Homem com porte poderoso, um dia o contramestre comunicou-lhe que já não tinha mais linhas para substituir as estragadas na faina. Feitas as contas,  achou que alguma coisa estava errada. Esperou que todos os homens regressassem ao navio e, pelas seis da tarde, ordenou-me que pedisse a marreta ao contramestre e fosse com ele ao rancho, onde a tripulação se preparava para jantar.

Ali, existiam cacifos e “locas” junto aos beliches, atribuídas a cada tripulante, para que guardassem os seus parcos haveres. Indicando os cacifos um a um, pergunta:
– De quem é este cacifo?

Alguns respondem:
– É,  meu senhor capitão…
– Abre!

Se nada houvesse de suspeito, passava à frente e voltava a fazer a pergunta perante novo armário. Quando não obtinha resposta, ordenava-me:
– Rebenta-lhe a porta!

Com duas marretadas, assunto resolvido… Outro moço ao meu lado, esvaziava o cacifo e as linhas iam aparecendo!

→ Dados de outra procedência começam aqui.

PR #751, opened 2026-04-02
[AscendNPU-IR][Developer] Fix T.copy gm2ub and ub2gm implicit cast realization

mmyy1217:
## Bug

The current implicit-cast lowering for `T.copy` has two problems:

* **GM -> UB path:** The local UB buffer must use the **source** element type; otherwise, `memref.copy` encounters mismatched element types.
* **Slice-based copy paths:** Attaching the cast to a rank-reduced slice is fragile for downstream passes and backend `vcast` handling, especially when dealing with **dynamic tiles**.

---

## Fix

* **GM -> UB Copies:** Use the **source** element type when creating the local UB buffer.
* **CreateStaticBackedTensor:** Added to build a static-backed tensor for dynamic shapes by combining:
    * Runtime extents from the dynamic source.
    * Static upper bounds from a static-shaped source.
* **InsertSliceWithCast:** * If element types match: Perform a standard `tensor.insert_slice`.
    * If element types differ: First insert into a **shadow tensor** with the source element type, then cast the inserted result to the destination element type.
* **Tensor -> Memref Copies:** Cast the **full source tensor** before creating the rank-reduced `extract_slice`. This ensures the backend `vcast` operates on a full tensor rather than a dynamic rank-reduced slice.

---

## Notes

* This change avoids generating casts on **rank-reduced slice values**.
* For **tensor -> tensor** and **GM -> tensor** paths, moving the cast after `insert_slice` better matches kernel-side behavior (e.g., executing `T.vcast` immediately after a copy).
* For **tensor -> memref**, applying the cast before `extract_slice` prevents the backend from seeing a rank-reduced dynamic value at the cast site.

---

## Tests

* Add implicit-cast `T.copy` coverage for **1D static** cases.
* Add implicit-cast `T.copy` coverage for **1D dynamic tile** cases.

### DIFF
--- a/src/target/codegen_npuir_dev.cc
+++ b/src/target/codegen_npuir_dev.cc
@@ -1101,6 +1101,44 @@ mlir::Value CodeGenTileLangNPUIRDEV::InsertSlice(
   return insertOp.getResult();
 }
 
+// Helper to handle slice insertion with optional type casting
+mlir::Value CodeGenTileLangNPUIRDEV::InsertSliceWithCast(
+    mlir::Value src_slice, mlir::Value dst, const SliceRange& dstR,
+    mlir::Location loc) {
+  auto srcElemTy = mlir::getElementTypeOrSelf(src_slice.getType());
+  auto dstElemTy = mlir::getElementTypeOrSelf(dst.getType());
+
+  if (srcElemTy == dstElemTy) {
+    return InsertSlice(
+        src_slice, dst,
+        const_cast<llvm::SmallVector<mlir::OpFoldResult> &>(dstR.offs),
+        const_cast<llvm::SmallVector<mlir::OpFoldResult> &>(dstR.sizes),
+        const_cast<llvm::SmallVector<mlir::OpFoldResult> &>(dstR.strides));
+  }
+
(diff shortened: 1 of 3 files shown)


src/target/codegen_npuir_dev.cc
```diff
@@ -1101,6 +1101,45 @@ mlir::Value CodeGenTileLangNPUIRDEV::InsertSlice(
...
+  auto shadowTy = mlir::RankedTensorType::get(dstTy.getShape(), srcElemTy);
+
+  llvm::SmallVector<mlir::Value> dynamicDims;
+  for (int64_t i = 0; i < dstTy.getRank(); ++i) {
+    if (dstTy.isDynamicDim(i)) {
+      dynamicDims.push_back(builder.create<mlir::tensor::DimOp>(loc, dst, i));
+    }
+  }
+  mlir::Value shadow_empty =
+      builder.create<mlir::tensor::EmptyOp>(loc, shadowTy, dynamicDims);
```
CeleNewYear: When handle tile, dynamicDims will be dynamic, and could not use it to create tensor.empty()

mmyy1217: Fixed

PR #779, opened 2026-04-08
[AscendNPU-IR][A5] Support exp and div op for FA

looo000ooong:
Support exp and div op for FA


yyyy999:
Also push up the test for vdiv.

AhmedYasser5 (approved):
LGTM

src/target/codegen_npuir_dev.cc
baberrehman: We do not always generate HIVM op now. Please update the function header to explain the cases when we create unary HIVM op and when we create Linalg op.

baberrehman (changes requested):

baberrehman (approved):

baberrehman:
LGTM

PR #780, opened 2026-04-08
[Add] Support unordered tmp buffer allocate for tmp-remove pass.

ArmandAlbert:
The order of temporary buffer allocation has been modified to support normal allocation of tmp buffer in the case of out-of-order conditions, and it is a prerequisite function for supporting the removal of tmp buffer.

### DIFF
--- a/src/transform/ascend_memory_planning.cc
+++ b/src/transform/ascend_memory_planning.cc
@@ -534,7 +534,12 @@ private:
           alloc_buffer(buffer, current_offset,
                        "Linear memory allocation failed!");
           max_offset = std::max(max_offset, current_offset);
-        } else if (scope == "shared") {
+        }
+      }
+      // Allocate tmp buffer/default buffer after origin buffer to avoid
+      // fragmention in shared memory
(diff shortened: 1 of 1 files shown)


benyang0506 (approved):
Tmp buffer eliminate pass adds allocation for the temporary buffer upon its first use. This PR adapts that behavior.

src/transform/ascend_memory_planning.cc
```diff
@@ -534,7 +534,12 @@ class AscendMemoryPlanning : public arith::IRMutatorWithAnalyzer {
           alloc_buffer(buffer, current_offset,
                        "Linear memory allocation failed!");
           max_offset = std::max(max_offset, current_offset);
-        } else if (scope == "shared") {
+        }
+      }
+      // Allocate tmp buffer/default buffer after origin buffer to avoid
+      // fragmention in shared memory
+      if (scope == "shared") {
```
fuhouyu-hw, line 541: Key strings should be defined using macros

fuhouyu-hw (approved):

PR #682, opened 2026-03-27
[Add] Add default linear memory plan function in MemPlanning Pass.

ArmandAlbert:
Add default linear memory plan function in MemPlanning Pass.

PR #784, opened 2026-04-08
[Fix] Fix gemm rw_mask crash, CrossCorePipeline shared buffer analysis, and FindRelatedBuffers cross-scope overlap

platelett:
## Summary

Fix three independent bugs in the compiler backend.

## Changes

- **Fix gemm C buffer rw_mask**: The accumulator buffer C in `gemm_v0`/`npu_gemm` was unconditionally marked as read-write. When `init=True` (clear accumulator before compute), C is write-only on the first iteration — marking it as read-write causes unnecessary data hazard dependencies in the sync insertion pass. Changed to `"w" if init is True else "rw"` using identity check to also avoid `PrimExpr.__bool__()` crash when `init` is a TVM expression like `k == 0`. Applied to `ascend.py`, `customize.py`, and `pto.py`.

- **Fix shared buffer analysis in CrossCorePipeline**: Removed the `checkBufferScope(buffer) != VEC_SCOPE` filter in `cross_core_pipeline.cc` that incorrectly skipped L1 (shared.dyn scope) buffers during cross-core pipeline analysis, causing L1 buffers shared between Cube and Vector cores to be missed in the pipeline scheduling.

- **Fix scope filtering in FindRelatedBuffers**: `FindRelatedBuffers` in `ascend_sync_insert.cc` only compared physical addresses without checking storage scope. Since memory planning allocates addresses independently per scope, same-core buffers of different scopes (e.g., L1 vs L0C) can share the same address (both starting from 0), causing phantom overlaps and incorrect sync dependencies. Added scope filtering to only match buffers within the same storage scope. Bug surfaced after b36b9508 (#682) made `memory_planning: False` also produce an address_map, but the underlying issue affects both planning modes.


ChaoyangJi (dismissed):

src/transform/ascend_sync_insert.cc
```diff
@@ -35,6 +35,8 @@
 #include "./common/collector.h"
 #include "./common/operation_config.h"
 
+#include "../../3rdparty/tvm/src/tir/transforms/ir_utils.h"
```
LLMZhangYC: Don’t use relative path.

fuhouyu-hw: 不要用相对路径，从tvm开始引入吧

LLMZhangYC (approved):

benyang0506 (approved):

Não foi necessário castigar ninguém, porque para castigo aquela vida já era bastante e os filhos em terra não tinham culpa. E nunca mais faltaram linhas na viagem.

Competia-me contar estas histórias em memória deste capitão, um homem de craveira excepcional, profundamente conhecedor dos tripulantes e dos seus problemas, o que lhe permitia ter uma palavra de estímulo ou censura, sem nunca necessitar de aviltar ninguém.

Estimulava os seus homens um a um, tratando-os pelo nome, e ia ao convés apoiar a tripulação quando entendia ser necessário fazê-lo. A mim tratava-me, em tom que me parecia afectuoso, pelo nome próprio. Conhecedor através do imediato, de que talvez um dia eu pudesse vir a ser seu colega, chamava-me para a ponte em “impostas” mais longas. Eu não o conhecia antes e nunca mais o vi depois desta viagem.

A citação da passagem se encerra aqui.